Practical applications: Understanding circadian rhythms can help improve the sleep and health of shift workers, for example. Czeisler et al (1982) found that employees whose shifts were stable over 21 days or more had greater employee satisfaction, improved health estimates, and were less likely to leave their job than employees whose work schedules changed every week. This is likely because keeping shift schedules over 21 days or more allowed workers’ circadian rhythms to adjust to their work schedules. This knowledge can be used by businesses that employ workers on shifts to improve employee satisfaction and reduce employee turnover.
Methodological concerns: Much of the research on circadian rhythms is in the form of case studies or experiments using small sample sizes. As such, these findings may not be valid when applied to the general population.

Infradian

Infradian rhythms are biological cycles lasting more than 24 hours. An example of an infradian rhythm is the human menstrual cycle: Women typically ovulate once every 28 days.

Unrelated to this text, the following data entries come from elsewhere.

PR #361, opened 2015-07-02
[sailfish-browser] Add new tab cover action back to the tab view. Fixes JB#30443

rainemak:
This workaround adds the new tab cover action back to the cover in case
tab page is active when browser pushed to switcher. Other sub pages are not
handled (sharing and web prompts). For web prompts we should not have
new tab cover action as triggering the action would reject the prompt.

Remove this when the tab view cover is done.

### DIFF
--- a/src/pages/components/Overlay.qml
+++ b/src/pages/components/Overlay.qml
@@ -412,6 +412,8 @@ Background {
             id: tabPage
             property int activeTabIndex
 
+            onStatusChanged: browserPage.tabPageActive = (status == PageStatus.Active)
+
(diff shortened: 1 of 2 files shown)


src/pages/components/Overlay.qml
```diff
@@ -412,6 +412,8 @@ Background {
             id: tabPage
             property int activeTabIndex
 
+            onStatusChanged: browserPage.tabPageActive = (status == PageStatus.Active)
```
rojkov: LGTM

PR #363, opened 2015-07-03
[sailfish-browser] Improve bookmark icon parsing. Contributes to JB#30209

rainemak:
Increase upper limit of parsed icon, allow touch icon picking
without size, and allow high quality (large) parsed icons.

### DIFF
--- a/src/pages/components/WebView.qml
+++ b/src/pages/components/WebView.qml
@@ -189,21 +189,20 @@ WebContainer {
                             if (size) {
                                 sizes.push(size)
                             }
-                        } else {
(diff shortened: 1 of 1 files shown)


src/pages/components/WebView.qml
```diff
@@ -189,21 +189,20 @@ WebContainer {
                             if (size) {
                                 sizes.push(size)
                             }
-                        } else {
-                            sizes = data.href.match(/\d+/)
```
rainemak: Don't read anything from the url. This was big no no as the number might have been from sha1 (cdn url).

rojkov:
LGTM

PR #365, opened 2015-07-03
Save active tab in settings upon every tab switch

rojkov:


tworaz:
LGTM

src/persistenttabmodel.cpp
```diff
@@ -70,6 +68,8 @@ void PersistentTabModel::tabsAvailable(QList<Tab> tabs)
         m_loaded = true;
         emit loadedChanged();
     }
+
+    connect(this, SIGNAL(activeTabIndexChanged()), this, SLOT(saveActiveTab()));
```
rainemak: This should be unique connection as tabsAvailable will be emitted also when all tabs are closed.

rainemak:
Commit sha1 a829460 has a broken change log entry and the activeTabIndexChanged connection should be unique. Please fix those before merging. Other than that LGTM

rojkov:
Updated the activeTabIndexChanged connection to be unique and shortened the commit message.

rainemak:
LGTM

PR #366, opened 2015-07-06
[sailfish-browser] Disable decoder limit workaround. Contributes to JB#30517

tworaz:
Since the workaround breaks loading of pages like jolla.com/tablet and
the original bug it was supposed to fix (JB#11038) is no longer
reproducible let's disable it.


rojkov:
LGTM

rainemak:
LGTM

PR #369, opened 2015-07-06
[sailfish-browser] Insert new tab next to the parent tab. Fixes JB#30333

rainemak:
When a tab is closed and it had a parent tab, the parent tab activated
otherwise the index next to the previous active tab is activated.

### DIFF
--- a/src/declarativetabmodel.cpp
+++ b/src/declarativetabmodel.cpp
@@ -13,6 +13,7 @@
 #include "declarativetabmodel.h"
 #include "linkvalidator.h"
 #include "declarativewebutils.h"
+#include "declarativewebcontainer.h"
 #include "declarativewebpage.h"
 
 #include <QFile>
@@ -24,12 +25,13 @@
 #define DEBUG_LOGS 0
 #endif
 
-DeclarativeTabModel::DeclarativeTabModel(int nextTabId, QObject *parent)
-    : QAbstractListModel(parent)
+DeclarativeTabModel::DeclarativeTabModel(int nextTabId, DeclarativeWebContainer *webContainer)
+    : QAbstractListModel(webContainer)
     , m_activeTabId(0)
     , m_loaded(false)
     , m_waitingForNewTab(false)
     , m_nextTabId(nextTabId)
+    , m_webContainer(webContainer)
 {
 }
 
@@ -48,10 +50,13 @@ QHash<int, QByteArray> DeclarativeTabModel::roleNames() const
     return roles;
 }
 
-void DeclarativeTabModel::addTab(const QString& url, const QString &title) {
+void DeclarativeTabModel::addTab(const QString& url, const QString &title, int index) {
     if (!LinkValidator::navigable(QUrl(url))) {
         return;
     }
+
+    Q_ASSERT(index >= 0 && index <= m_tabs.count());
+
     int tabId = createTab();
     int linkId = createLink(tabId, url, title);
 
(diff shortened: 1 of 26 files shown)


src/declarativewebcontainer.cpp
```diff
@@ -411,6 +411,14 @@ bool DeclarativeWebContainer::activatePage(const Tab& tab, bool force, int paren
     return false;
 }
 
+int DeclarativeWebContainer::findParentTabId(int tabId)
```
rojkov: This method can be marked as `const`.

src/declarativewebcontainer.h
```diff
@@ -114,6 +114,7 @@ class DeclarativeWebContainer : public QWindow, public QQmlParserStatus, protect
 
     bool isActiveTab(int tabId);
     bool activatePage(const Tab& tab, bool force = false, int parentId = 0);
+    int findParentTabId(int tabId);
```
rojkov: I guess this also deprecates 
```
int parentTabId(int tabId) const;
```

src/declarativetabmodel.cpp
```diff
@@ -378,6 +378,22 @@ void DeclarativeTabModel::updateActiveTab(const Tab &activeTab, bool loadActiveT
     }
 }
 
+void DeclarativeTabModel::setWebContainer(DeclarativeWebContainer *webContainer)
```
rojkov: Just a note: I think there is no need to register tabModels as QML types nowadays thus this method can be dropped with QML type registration altogether.

rainemak: Those must be still registered but not as creatable types. Will add a commit on top. Above method is only used from the unit tests at the moment.

rainemak:
Fixed and amended review feedback.

In addition, added a commit on top that removes means to change tab models from qml.

src/declarativetabmodel.cpp
```diff
@@ -161,13 +165,9 @@ void DeclarativeTabModel::closeActiveTab()
 {
     if (!m_tabs.isEmpty()) {
         int index = activeTabIndex();
+        int newActiveIndex = nextActiveTabIndex(index);
         removeTab(m_activeTab.tabId(), m_activeTab.thumbnailPath(), index);
-
```
rainemak: Removing last active tab fails. Will fix.

src/declarativetabmodel.cpp
rojkov: Should this "uncreatableness" be reflected in unit tests as well?

rainemak: In tst_webview yes, others are not having webcontainer. Will update.

src/declarativetabmodel.cpp
```diff
@@ -122,31 +128,33 @@ bool DeclarativeTabModel::activateTab(const QString& url)
...
     }
     return false;
 }
 
-bool DeclarativeTabModel::activateTab(int index, bool loadActiveTab)
+void DeclarativeTabModel::activateTab(int index, bool loadActiveTab)
 {
-    if (index >= 0 && index < m_tabs.count()) {
-        const Tab &newActiveTab = m_tabs.at(index);
+    if (m_tabs.isEmpty()) {
```
rainemak: Don't do anything if all tabs have been closed.

src/declarativetabmodel.cpp
```diff
@@ -48,10 +50,14 @@ QHash<int, QByteArray> DeclarativeTabModel::roleNames() const
...
 }
 
-void DeclarativeTabModel::addTab(const QString& url, const QString &title) {
+void DeclarativeTabModel::addTab(const QString& url, const QString &title, int index) {
     if (!LinkValidator::navigable(QUrl(url))) {
         return;
     }
+
+    Q_ASSERT(index >= 0);
+    Q_ASSERT(index <= m_tabs.count());
```
rainemak: This could be changed to be one-liner

rojkov:
LGTM

PR #370, opened 2015-07-07
[sailfish-browser] Polish orientation fading animation. Contributes to JB#30405

rainemak:
Remove unnecessary parallel animation and change fade in
animation to be a sequental animation so that total duration increases
by the pause animations.


rojkov:
LGTM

menstrual cycle infradian rhythm

As with circadian rhythms, infradian rhythms are controlled by endogenous pacemakers. For example, hormones such as estrogen and progesterone are crucial to the menstrual cycle.

Infradian rhythms can also be influenced by exogenous zeitgebers. For example, Stern and McClintock (1998) demonstrated that women’s menstrual cycles change when exposed to pheromones from other women.

Ultradian

Ultradian rhythms are biological cycles lasting less than 24 hours. An example of an ultradian rhythm is the different stages of sleep: During the night, a sleeping person will typically cycle between five stages:

Stage	Length	Description
1	5-15 minutes	Light sleep. Alpha waves increase and brain activity starts to reduce. Heart rate slows and muscles relax.
2	5-15 minutes	Light sleep. Brain activity reduces but with occasional bursts of activity.
3	5-15 minutes	Deep sleep. Delta brain waves increase and brain activity is greatly reduced.
4	~40 minutes	Deep sleep. Delta waves peak, lowest level of brain activity during the sleep cycle.
Rapid eye movement (REM)	>15 minutes	High level of brain activity. Dreams are likely to occur. Body is completely relaxed.

One complete sleep cycle through all these stages will typically take around 90 minutes. So, during a full night’s sleep, a person may repeat this cycle four or five times.